Herkes ''baba'' olamaz...


Burnun hep kaf dağında derdi babam, bense fazla sesimi çıkaramazdım. Aslında o hep haklıydı da ben kabul etmezdim. Hayat belki de küçük yaşta öğretmişti bana büyük yüklerin, küçük omuzlar da taşındığını. Daha 15 yaşındayken  bir kitap yazmaya başlamıştım, ismini bile koyamadığım... İlk satırında şöyle yazıyordu "küçük düşünenler insanları konuşur... Büyük düşünürler ise  icatları!"

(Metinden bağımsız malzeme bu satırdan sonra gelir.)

PR #11026, opened 2026-08-07
fix(adapter-utils): bind /usr before merged-/usr symlink targets

### LINKED ISSUE #10684: Workspace sandbox fails to start on merged-/usr systems: /bin, /sbin, /lib are bound and symlinked at once
### Pre-submission checklist

### What happened?

With `filesystemScope: "workspace"`, the sandbox builder first recreates the
top-level directories as symlinks inside the new root:

```ts
args.push(
  "--symlink", "usr/bin", "/bin",
  "--symlink", "usr/sbin", "/sbin",
  "--symlink", "usr/lib", "/lib",
  "--symlink", "usr/lib64", "/lib64",
);
```

and then also bind-mounts every entry of `SYSTEM_READ_PATHS`, which contains
those same four paths plus `/usr`:

```ts
for (const systemPath of SYSTEM_READ_PATHS) await mount(systemPath, "ro");
```
(`packages/adapter-utils/src/local-process-sandbox.ts`, line 405 on `master`)

On **merged-/usr** distributions — Arch, Fedora, Debian ≥ bookworm,
Ubuntu ≥ 21.04, openSUSE, i.e. the majority of current Linux installations —
`/bin`, `/sbin`, `/lib` and `/lib64` are symlinks into `/usr`. The bind is
processed before `/usr` is mounted, so the symlink target does not yet exist in
the new root and bwrap aborts:

```
bwrap: Can't bind mount /oldroot/usr/bin on /newroot/bin:
       Unable to mount source on destination: No such file or directory
```

The sandbox is never created. Since it is the enforcement point for both
`filesystemScope` and `networkScope`, the practical difference is not "degraded
confinement" but **"the run does not start at all"**.

### Expected behavior

The sandbox should start on both merged and split `/usr` layouts.

The fix we run is to skip system paths that are symlinks, because the
`--symlink` arguments above already recreate them inside the sandbox:

```ts
for (const systemPath of SYSTEM_READ_PATHS) {
  if (await pathIsSymlink(systemPath)) continue;
  await mount(systemPath, "ro");
}
```
On split-/usr systems nothing changes — those paths are real directories and
are still bound. A patch is prepared and has been in continuous use here since
2026-07-29.

### Steps to reproduce

1. Use a merged-/usr Linux distribution (check with `ls -ld /bin` — it is a
   symlink to `usr/bin`).
2. Configure any `claude_local` agent with `filesystemScope: "workspace"`.
3. Start a run.
4. The sandbox fails to build with the bwrap error above; the run never starts.

On a split-/usr system the same configuration works, which is why this may not
have surfaced in CI.

e55d7029

### Deployment mode

Local dev (pnpm dev)

### Installation method

### Agent adapter(s) involved

- [x] Claude Code
- [ ] Codex
- [ ] Cursor
- [ ] Droid
- [ ] Hermes
- [ ] Not adapter-specific (core bug)

### Database mode

Not database-related

### Access context

None

### Node.js version

v26.4.0

### Operating system

CachyOS (Arch-based), kernel 7.1.5 — merged /usr

### Relevant logs or output

```shell
bwrap: Can't bind mount /oldroot/usr/bin on /newroot/bin: Unable to mount source on destination: No such file or directory
```

```json
{
  "adapterType": "claude_local",
  "adapterConfig": {
    "filesystemScope": "workspace"
  }
}
```

### Additional context

```
Duplicate search (2026-08-02): searching this repository's issues and pull
requests for "bwrap" returns no results, so nothing to link.

This was the first thing we had to patch locally in order to run Paperclip at
all on this machine; the fix has been in continuous use across several dozen
agent runs since 2026-07-29.

Note the ordering dependency rather than the symptom: the failure is not that
these paths must not be bound, but that they are bound before `/usr` exists in
the new root. Skipping symlinks is the smallest fix; mounting `/usr` first would
be another.
```

### Privacy checklist

dasgltd:
## Thinking Path

> - The local process sandbox (`filesystemScope: "workspace"`) confines each agent run with bubblewrap
> - On merged-/usr Linux distributions (Debian, Ubuntu, Fedora, Arch), `/bin`, `/sbin`, `/lib`, `/lib64` are symlinks into `/usr`, and the sandbox builder mounted them before `/usr` itself was bound
> - This left bwrap unable to resolve the symlink target, so it aborted with `Can't bind mount /oldroot/usr/bin on /newroot/bin: No such file or directory`
> - Every agent configured with `filesystemScope: "workspace"` failed to start on these distributions, making filesystem confinement effectively unusable on the most common Linux hosts
> - This pull request reorders `SYSTEM_READ_PATHS` so `/usr` is bound first, before the merged-/usr symlink targets that depend on it
> - The benefit is that workspace-confined agents start correctly on merged-/usr hosts, with no change in behavior on split-/usr hosts

Fixes: #10684

## What Changed

- Moved `/usr` to the front of `SYSTEM_READ_PATHS` in `packages/adapter-utils/src/local-process-sandbox.ts` so its read-only bind happens before the merged-/usr symlink targets (`/bin`, `/sbin`, `/lib`, `/lib64`) are bound.
- Added a regression test in `local-process-sandbox.test.ts` asserting that `/usr` is bound before all four merged-/usr symlink targets, using the `--ro-bind` argument index emitted by `buildLocalProcessSandboxSpawnTarget`.
- No change to split-/usr hosts: those paths are independent bind mounts, only their relative order changed.

## Verification

- Ran `buildLocalProcessSandboxSpawnTarget` directly and inspected the emitted `argv` before and after the change (indices of `--ro-bind /usr` vs `--ro-bind /bin`, `/sbin`, `/lib`, `/lib64`), confirming `/usr` now precedes all four.
- Ran the new test in `local-process-sandbox.test.ts`; it fails on `master` and passes with this change.
- Verified end-to-end on Ubuntu (kernel 7.0, bubblewrap 0.11.1): with the patch, `filesystemScope: "workspace"` agents start and run confined, with `--tmpfs /` and only the workspace, Claude config directory, and managed prompt bundle mounted. Without the patch, every run aborts with the bind-mount error above.

## Risks

- Low risk. The change is a reorder of entries in a fixed-order list, not a logic change — no new paths are mounted and no existing mount is removed.
- Split-/usr hosts (no `/bin`, `/sbin`, `/lib`, `/lib64` symlinks) are unaffected: those bind mounts are independent of `/usr` and were already order-independent.
- Worst case if this reorder were wrong: sandboxed agents would fail to start, the same failure mode this PR fixes — so a regression here is immediately visible, not silent.

## Model Used

Claude (Anthropic), claude-opus-5, via Claude Code CLI with standard tool use (file read/edit, local process execution to run and inspect `buildLocalProcessSandboxSpawnTarget` output and the test suite). No extended/chain-of-thought thinking mode used beyond the model's default reasoning.

## Checklist

### DIFF
--- a/packages/adapter-utils/src/local-process-sandbox.test.ts
+++ b/packages/adapter-utils/src/local-process-sandbox.test.ts
@@ -96,6 +96,35 @@ describe("local process sandbox", () => {
     expect(target.args.slice(-3)).toEqual([process.execPath, "-e", "console.log('ok')"]);
   });
 
+  it("binds /usr before the merged-/usr symlink targets", async () => {
+    const root = await fs.mkdtemp(path.join(os.tmpdir(), "paperclip-fs-usrmerge-"));
+    cleanup.push(root);
+    const workspace = path.join(root, "workspace");
+    await fs.mkdir(workspace);
+
+    const target = await buildLocalProcessSandboxSpawnTarget({
+      executable: process.execPath,
+      args: ["-e", "console.log('ok')"],
+      cwd: workspace,
+      options: { workspaceDir: workspace, filesystemScope: "workspace" },
+    });
+
+    const bindIndex = (candidate: string): number => {
+      for (let index = 0; index < target.args.length - 1; index += 1) {
+        if (target.args[index] === "--ro-bind" && target.args[index + 1] === candidate) return index;
+      }
+      return -1;
+    };
+
+    const usrIndex = bindIndex("/usr");
+    expect(usrIndex).toBeGreaterThanOrEqual(0);
+    for (const merged of ["/bin", "/sbin", "/lib", "/lib64"]) {
+      const mergedIndex = bindIndex(merged);
+      if (mergedIndex < 0) continue;
+      expect(mergedIndex).toBeGreaterThan(usrIndex);
+    }
+  });
+
   it("binds a confined absolute alias to the synchronized workspace", async () => {
     const root = await fs.mkdtemp(path.join(os.tmpdir(), "paperclip-fs-alias-"));
     cleanup.push(root);
--- a/packages/adapter-utils/src/local-process-sandbox.ts
+++ b/packages/adapter-utils/src/local-process-sandbox.ts
@@ -48,10 +48,17 @@ interface NetworkAllowlistProxy {
   close: () => Promise<void>;
 }
 
+// "/usr" must be bound before "/bin", "/sbin", "/lib" and "/lib64". On merged-/usr
+// hosts (Debian, Ubuntu, Fedora, Arch) those four are symlinks into usr/, and the
+// sandbox recreates them as symlinks in the new root via --symlink before binding.
+// Binding "/bin" first makes bwrap resolve /newroot/bin -> /newroot/usr/bin, which
+// does not exist until "/usr" itself is bound, and bwrap aborts. Ordering "/usr"
+// first keeps the symlink destinations resolvable, and is harmless on split-/usr
+// hosts. See #10684.
 const SYSTEM_READ_PATHS = [
+  "/usr",
   "/bin",
   "/sbin",
-  "/usr",
   "/lib",
   "/lib64",
   "/etc/ca-certificates",


jbrianfrancis-ir:
Sixth reproduction of #10684, and an independent check of this PR on a newer distribution and bubblewrap pair than the five already in the thread.

**Reproduction.** Ubuntu 26.04, kernel 7.0, bubblewrap 0.11.1, merged-`/usr` (`/bin`, `/sbin`, `/lib`, `/lib64` all symlinks into `usr/`). Same abort, reproduced standalone from the argv that `buildLocalProcessSandboxSpawnTarget` emits, with no adapter involved:

```
bwrap: Can't bind mount /oldroot/usr/bin on /newroot/bin: Unable to mount source on destination: No such file or directory
```

**On `master` the existing suite already catches this**, once the gated tests are enabled. That may be worth knowing while reviewing, since the failure needs no new test to be visible:

```
PAPERCLIP_TEST_BWRAP=/usr/bin/bwrap pnpm exec vitest run \
  --project @paperclipai/adapter-utils \
  packages/adapter-utils/src/local-process-sandbox.test.ts

2 failed | 11 passed | 1 skipped
  x prevents reads outside the workspace while allowing workspace writes
  x allows only configured network targets through the proxy bridge
```

Both fail with the abort above.

**With this PR applied**, same host, same command:

```
14 passed | 1 skipped
```

**One observation on the skip-based shape.** On this host both `/etc/localtime` and `/etc/resolv.conf` are symlinks (`-> ../usr/share/zoneinfo/...` and `-> ../run/systemd/resolve/stub-resolv.conf`). A rule that skips symlinked entries of `SYSTEM_READ_PATHS` therefore drops those two as well, and neither has a `--symlink` argument to fall back on. Measured here with bwrap directly, same argv except for those two `--ro-bind` triples:

```
dropped:  date -> UTC   cat: /etc/resolv.conf: No such file or directory
bound:    date -> EDT   # This is /run/systemd/resolve/stub-resolv.conf
host:     date -> EDT
```

Reordering needs no predicate at all, so it never has to draw that distinction.

jbrianfrancis-ir:
Independent reproduction and verification on **Ubuntu 26.04 with bubblewrap 0.11.1** — a newer distro/bwrap pair than the ones currently listed in #10684.

**Reproduced on master.** `filesystemScope: "workspace"` fails at sandbox startup:

```
bwrap: Can't bind mount /oldroot/usr/bin on /newroot/bin: Unable to mount source on destination: No such file or directory
```

`/bin`, `/sbin`, `/lib` and `/lib64` are all symlinks into `/usr` here, so the `--ro-bind /bin /bin` that comes from `SYSTEM_READ_PATHS` lands on the symlink created moments earlier by `--symlink usr/bin /bin`.

**This PR's ordering resolves it.** Binding `/usr` before the merged targets:

```sh
bwrap --tmpfs / --proc /proc --dev /dev --tmpfs /tmp \
  --ro-bind /usr /usr \
  --symlink usr/bin /bin --symlink usr/sbin /sbin \
  --symlink usr/lib /lib --symlink usr/lib64 /lib64 \
  --ro-bind /bin /bin --ro-bind /sbin /sbin \
  --ro-bind /lib /lib --ro-bind /lib64 /lib64 \
  /usr/bin/echo ok
```

succeeds, where the same argument set in master's current order fails with the error above.

One data point that may be useful when choosing between the open approaches: on this host `/etc/localtime` and `/etc/resolv.conf` are also symlinks (`-> ../usr/share/zoneinfo/<zone>` and `-> ../run/systemd/resolve/stub-resolv.conf`), and both are in `SYSTEM_READ_PATHS`. A predicate that skips *any* symlinked entry would therefore drop them, leaving the sandbox without timezone data or DNS. Reordering as done here sidesteps that entirely, since it needs no predicate.

For transparency: this is a direct bwrap-level verification of the argument ordering on the host described. I have not run the repository's test suite against this branch.

PR #11032, opened 2026-08-07
RBR-974: instance-wide agent-run admission control (rebased onto master)

PraeSynBH:
## RBR-974: instance-wide agent-run admission control (rebased onto current master)

Rebased/re-applied the verified RBR-974 fix (branch `rbr974-global-run-admission`, previously
based on `75d915b328`, 570 commits behind) onto current `origin/master`. This PR stages the
change so it is mergeable the instant the board approves the pending deploy confirmation on
RBR-974 — **it does not merge or restart anything.**

### What this does

`startNextQueuedRunForAgent` now calls an admission gate before claiming any queued run.
Refusal leaves runs `queued` for the existing `resumeQueuedRuns` sweep — queued, never dropped,
never started-then-killed.

Two design points:

1. **Cross-agent atomicity.** `withAgentStartLock` only serializes starts for *one* agent. Two
   different agents could each read "N of ceiling slots used" and both start, overshooting the
   ceiling. `withGlobalAdmissionLock` wraps the read-count-then-claim critical section so the
   ceiling check and the row claim are atomic across agents, not just atomic per agent.
2. **Forward-progress escape valve (CEO-accepted, keep as-is).** Strict load-refusal can
   deadlock: if load is not caused by us and stays above threshold, we defer every wake forever
   and nothing ever finishes to bring load down. When **zero** runs are live instance-wide, the
   gate admits exactly one, so a permanently-loaded host still drains its queue instead of
   stalling forever. The valve shuts the instant any run is live and cannot exceed the ceiling.

### Ceiling formula and rationale

`floor(cores * 0.75 / 1.55) = 5` on this host (12 cores).

- **1.55 load units per run** — derived empirically: 27 concurrent runs produced a sustained 1m
  load of 45.98 against a non-agent baseline of ~4 (API server, embedded-postgres, desktop):
  `(45.98 - 4) / 27 = 1.55`. A run is its own CLI process plus the tsc/vitest/embedded-postgres
  children our execution contract spawns, hence >1 core per run.
- **0.75 core budget** — the remaining 25% is reserved for the control plane the runs depend on
  (API server, postgres, operator session), so `/health` isn't competing on equal footing with
  the run pool.
- Five runs target `4 + 5*1.55 = 11.75` on 12 cores: fully utilised, not oversubscribed.
- This is a real throughput cut (27 observed → 5) and is called out explicitly in
  `RBR-974-VERIFICATION.md` for reviewers.

Full verification narrative, AC coverage, and the pre-existing-bug caveats (duplicate `0128`
migration number, unbuilt-workspace-package typecheck noise) are in `RBR-974-VERIFICATION.md`,
carried over unchanged from the original branch.

### Verification (narrow, per RBR-1045 — this host is still recovering from the
oversubscription this ticket is about; full suite / full-repo typecheck intentionally NOT run)

- `server/src/services/run-admission.test.ts` + `server/src/services/agent-start-lock.test.ts`:
  **35/35 passing** post-rebase.
  ```
  ✓ src/services/agent-start-lock.test.ts (6 tests)
  ✓ src/services/run-admission.test.ts (29 tests)
  Test Files  2 passed (2)
       Tests  35 passed (35)
  ```
- Touched-file typecheck (`run-admission.ts`, `agent-start-lock.ts`, `heartbeat.ts`): full
  `tsc --noEmit` was already run to completion twice pre-rebase (documented in
  `RBR-974-VERIFICATION.md`), zero errors in any file this branch touches. Re-running the same
  narrow typecheck post-rebase on this host (load ~24-30 on 12 cores) — result will be added to
  this PR/issue once it completes; not blocking PR-open per the ticket's "hold for approval, not
  gated on full clean CI" instruction.

### Rebase mechanics

- Cherry-picked the 7 commits unique to `rbr974-global-run-admission` (base `75d915b328`) onto
  current `origin/master`. Two commits touched `server/src/services/heartbeat.ts` and conflicted
  with unrelated master changes (import ordering, an unrelated extraction in the same function);
  both resolved by hand, preserving both sides' logic (git-credentials re-export +
  run-admission import; RBR-932's pause/terminate-race guard is untouched — this branch's changes
  land in a different function).
  - `fbd14d2b4a` — instance-wide agent-run admission control
  - `442de84d07` — forward-progress escape valve for external host load
  - `c71c44adcf` — verification report and open decisions for CEO
  - `cc51b02bd6` — extract admitAndClaimQueuedRuns from the lock closure
  - `8aee12ddef` — record typecheck results and the remaining verification gap
  - `45317e61a5` — test the global admission lock and the concurrent-dispatch ceiling
  - `25c80320e6` — record A/B baseline proving the integration failure is pre-existing

### Do NOT merge yet

Per RBR-974 and RBR-1045: **hold this PR open** until RBR-974's board confirmation
(`534bd467-93ad-4205-a575-ecd643b05d92`) is accepted. Merging enables dispatch-path behaviour
instance-wide and requires a restart of `paperclipai run`. Neither has happened as part of this
PR.

Refs: RBR-974, RBR-1045

### DIFF
--- a/RBR-974-VERIFICATION.md
+++ b/RBR-974-VERIFICATION.md
@@ -1,0 +1,88 @@
+## CTO: admission control landed on a branch. Ceiling is **5** on this 12-core host.
+
+Acknowledging your measurements — they changed my approach in one specific way: **I did not trust slot accounting alone.** Your 69.6% `rg` datapoint proves the instance cannot see all the load it competes with, so the gate refuses on *measured host load* as well as on slot count. Slot math would have said "4 of 5 free, go ahead" at load 46.
+
+Branch `rbr974-global-run-admission`, worktree `/tmp/rbr974-admission`, base `75d915b328` (master).
+Commits, posted immediately per RBR-941:
+- `fbd14d2b4aea7905a5166853959fcb2557e998d8` — admission control
+- `442de84d07e003e0c486e94446f84e7ac21aab02` — forward-progress escape valve
+
+**No instance-config edit and no server restart from me. Nothing is deployed.** Your escalation gate is not tripped by what is on this branch; it will be tripped by *merging* it, and I am asking for that separately below.
+
+### AC5 — the chosen ceiling and the reasoning
+
+`floor(cores * 0.75 / 1.55)` = `floor(12 * 0.75 / 1.55)` = **5**.
+
+Both constants are derived from your numbers, not picked:
+
+- **1.55 load units per run.** Your 27 runs produced a sustained 1m load of 45.98 against a non-agent baseline of ~4 (API server, embedded-postgres, Chrome, desktop). `(45.98 - 4) / 27 = 1.55`. A run is its own CLI process *plus* the tsc/vitest/embedded-postgres children our execution contract asks it to spawn — that is why it costs more than one core.
+- **0.75 core budget.** The remaining 25% is reserved for the control plane the runs depend on: API server, postgres, operator session. This is what makes your `/health` canary defensible — the API is no longer competing on equal footing with the run pool.
+
+Five runs target `4 + 5*1.55 = 11.75` on 12 cores. Fully utilised, not oversubscribed. That is the intent.
+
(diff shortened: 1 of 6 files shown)


PraeSynBH:
Closing in favor of a correctly-named branch (per CONTRIBUTING.md branch naming rules — internal ticket ids should not appear in public branch names). Re-opening as a new PR from fix/instance-wide-agent-run-admission-control.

Bu söz benim ilerlemem gereken yoldu. Kızlar babalarına aşık olur derler ya hah işte bu söz tamamen doğru. Bense bunu asla kabul etmek istemeyenlerden oldum. Çünkü ben onun kızıydım, duruşundan konuşmasına kadar. Ona öyle çok benziyordum ki bunu kendisi bile kabul edemiyordu. Tek farkımız vardı benim hic bir zaman küçük hayallerim ulaşılabilir sokaklarım olmamıştı. Ne mi oldu ben hala ilerlemem gereken yolda koşuyorum babamsa hala benimle, evet yine de aynı sözü tekrarlıyor ve ben her söylediğin de ona içten içe teşekkür ediyorum. Yürümem gereken yollar da  emin adımlar atma mı sağladığı için.  Bu arada evet onu çok seviyorum ve çok özlüyorum kimsenin çözemeyeceği bir bağ var belki de aramız da ama biz yine de taştan ördüğümüz duvarları gözyaşlarıyla boyadık, bir tuttuğun eli, bir de sevdiğin kalbi bırakmayacaksın işte bunlar olmadığı zaman ne büyük adımlar ne de hayallerin kurtarabilir seni...

Bazen ayakta duracak halin kalmaz ve babanın bir sıcaklığı yeter seni ayakta tutmaya. Sadece hayat veren değil, hayat verip hak eden, baba adını taşıyabilir.